DATA FOR THIS TASK -
PR #5209, opened 2026-03-18
feat: materialize topology index with type-keyed maps and MRO support

Jayanaka-98:
## Summary

Extends the topology index introduced in #5205 with two enhancements that improve query performance on local persistence backends and add support for Jac's archetype inheritance hierarchy.

### 1. Materialized Type-Keyed Maps

The original topology index stores adjacency data as a compact binary blob on root anchors, decoded and re-encoded on every access. This design is elegant for portability, but the decode/encode cycle becomes the dominant cost when L3 is local SQLite (sub-millisecond fetches).

We restructure the in-memory representation from a flat adjacency list (`list[tuple[int, int, int]]` scanned in O(E) per query) to a **type-keyed dict** (`sam[source]["n:TypeName"] -> [target_ids]`), giving O(1) lookup per type filter. The live object is cached on the anchor and only serialized during `__getstate__` for persistence — zero encode/decode overhead on the hot path.

### 2. MRO-Aware Indexing

The original index stores one type name per node and uses exact string equality for matching. This means `[-->(?:BaseContent)]` does not return `PostNode` or `CommentNode` subtypes — a correctness gap for Jac programs using archetype inheritance.

At edge-creation time, we now index the target under **each of its MRO ancestors** (e.g., `PostNode` is indexed under both `"n:PostNode"` and `"n:BaseContent"`). Parent-type queries resolve at zero additional query cost with no post-hoc `isinstance` checks.

### Performance

Benchmarked via `jac start` with L1 cache eviction between iterations (pure query timing, build excluded):

| Scenario | σ | n | main | This PR | Speedup |
|----------|---|---|----------|---------|---------|
| Single-hop | 0.1 | 100 | 0.21 ms | 0.07 ms | **3.2x** |
| Single-hop | 0.1 | 500 | 1.04 ms | 0.20 ms | **5.2x** |
| Single-hop | 0.1 | 1000 | 2.25 ms | 0.38 ms | **6.0x** |
| Inheritance | 0.25 | 100 | N/A | 0.11 ms | **N/A** |
| Inheritance | 0.25 | 500 | N/A | 0.49 ms | **N/A** |
| Inheritance | 0.25 | 1000 | N/A | 0.97 ms | **N/A** |
| Multi-hop | 0.3 | 15x20 | 0.43 ms | 0.40 ms | **1.1x** |
| Edge filter (combined) | — | 100 | 0.25 ms | 0.12 ms | **2.1x** |

> Inheritance queries are new in this PR — the original index (#5205) does not support MRO, so `[-->(?:BaseContent)]` does not return `PostNode` or `CommentNode` subtypes.

Storage overhead: ~10% larger than the original binary format (pickle vs hand-tuned struct).

### Changes

**Modified modules:**
- `runtimelib/topology_index.jac` — Replaced binary blob with type-keyed dict structure
- `runtimelib/impl/topology_index.impl.jac` — O(1) `query_targets()`, MRO fan-out in `add_edge()`, `resolve_chain()` using dict lookups, pickle-based encode/decode (persistence only)
- `runtimelib/topo_utils.jac` — Added `_get_type_mro()` for MRO extraction
- `runtimelib/impl/topo_utils.impl.jac` — MRO-aware edge indexing in `on_edge_created()`, direct UUID fetch in `batch_load_nodes()` (no edge re-walking)
- `jac0core/archetype.jac` — `_topology_index_cache` field on `NodeAnchor`
- `jac0core/impl/archetype.impl.jac` — Cache live index object on anchor; encode only during `__getstate__` for persistence

**Tests:** 22 total (13 unit, 3 integration, 6 e2e including 2 inheritance-specific)

## Test plan

- [x] 13 unit tests for type-keyed map operations: add/remove edge, node type queries, MRO fan-out, combined filters, chain resolution, encode/decode round-trip, cross-root IDs
- [x] 3 integration tests: config parsing, L3 fetch counter, anchor serialization survival
- [x] 6 e2e tests using native Jac graph syntax: exact-type queries, inheritance parent-type queries, index-vs-non-indexed correctness comparison, edge type filtering, null-root handling
- [x] All existing tests pass (no regressions)
- [x] Benchmark correctness verified across all 4 scenarios (single-hop, inheritance, multi-hop, edge filter)


marsninja:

ASSIGNMENT -
An exact repeat of all the records is required.

ANSWER TO THIS PROBLEM -
PR #5209, opened 2026-03-18
feat: materialize topology index with type-keyed maps and MRO support

Jayanaka-98:
## Summary

Extends the topology index introduced in #5205 with two enhancements that improve query performance on local persistence backends and add support for Jac's archetype inheritance hierarchy.

### 1. Materialized Type-Keyed Maps

The original topology index stores adjacency data as a compact binary blob on root anchors, decoded and re-encoded on every access. This design is elegant for portability, but the decode/encode cycle becomes the dominant cost when L3 is local SQLite (sub-millisecond fetches).

We restructure the in-memory representation from a flat adjacency list (`list[tuple[int, int, int]]` scanned in O(E) per query) to a **type-keyed dict** (`sam[source]["n:TypeName"] -> [target_ids]`), giving O(1) lookup per type filter. The live object is cached on the anchor and only serialized during `__getstate__` for persistence — zero encode/decode overhead on the hot path.

### 2. MRO-Aware Indexing

The original index stores one type name per node and uses exact string equality for matching. This means `[-->(?:BaseContent)]` does not return `PostNode` or `CommentNode` subtypes — a correctness gap for Jac programs using archetype inheritance.

At edge-creation time, we now index the target under **each of its MRO ancestors** (e.g., `PostNode` is indexed under both `"n:PostNode"` and `"n:BaseContent"`). Parent-type queries resolve at zero additional query cost with no post-hoc `isinstance` checks.

### Performance

Benchmarked via `jac start` with L1 cache eviction between iterations (pure query timing, build excluded):

| Scenario | σ | n | main | This PR | Speedup |
|----------|---|---|----------|---------|---------|
| Single-hop | 0.1 | 100 | 0.21 ms | 0.07 ms | **3.2x** |
| Single-hop | 0.1 | 500 | 1.04 ms | 0.20 ms | **5.2x** |
| Single-hop | 0.1 | 1000 | 2.25 ms | 0.38 ms | **6.0x** |
| Inheritance | 0.25 | 100 | N/A | 0.11 ms | **N/A** |
| Inheritance | 0.25 | 500 | N/A | 0.49 ms | **N/A** |
| Inheritance | 0.25 | 1000 | N/A | 0.97 ms | **N/A** |
| Multi-hop | 0.3 | 15x20 | 0.43 ms | 0.40 ms | **1.1x** |
| Edge filter (combined) | — | 100 | 0.25 ms | 0.12 ms | **2.1x** |

> Inheritance queries are new in this PR — the original index (#5205) does not support MRO, so `[-->(?:BaseContent)]` does not return `PostNode` or `CommentNode` subtypes.

Storage overhead: ~10% larger than the original binary format (pickle vs hand-tuned struct).

### Changes

**Modified modules:**
- `runtimelib/topology_index.jac` — Replaced binary blob with type-keyed dict structure
- `runtimelib/impl/topology_index.impl.jac` — O(1) `query_targets()`, MRO fan-out in `add_edge()`, `resolve_chain()` using dict lookups, pickle-based encode/decode (persistence only)
- `runtimelib/topo_utils.jac` — Added `_get_type_mro()` for MRO extraction
- `runtimelib/impl/topo_utils.impl.jac` — MRO-aware edge indexing in `on_edge_created()`, direct UUID fetch in `batch_load_nodes()` (no edge re-walking)
- `jac0core/archetype.jac` — `_topology_index_cache` field on `NodeAnchor`
- `jac0core/impl/archetype.impl.jac` — Cache live index object on anchor; encode only during `__getstate__` for persistence

**Tests:** 22 total (13 unit, 3 integration, 6 e2e including 2 inheritance-specific)

## Test plan

- [x] 13 unit tests for type-keyed map operations: add/remove edge, node type queries, MRO fan-out, combined filters, chain resolution, encode/decode round-trip, cross-root IDs
- [x] 3 integration tests: config parsing, L3 fetch counter, anchor serialization survival
- [x] 6 e2e tests using native Jac graph syntax: exact-type queries, inheritance parent-type queries, index-vs-non-indexed correctness comparison, edge type filtering, null-root handling
- [x] All existing tests pass (no regressions)
- [x] Benchmark correctness verified across all 4 scenarios (single-hop, inheritance, multi-hop, edge filter)


marsninja:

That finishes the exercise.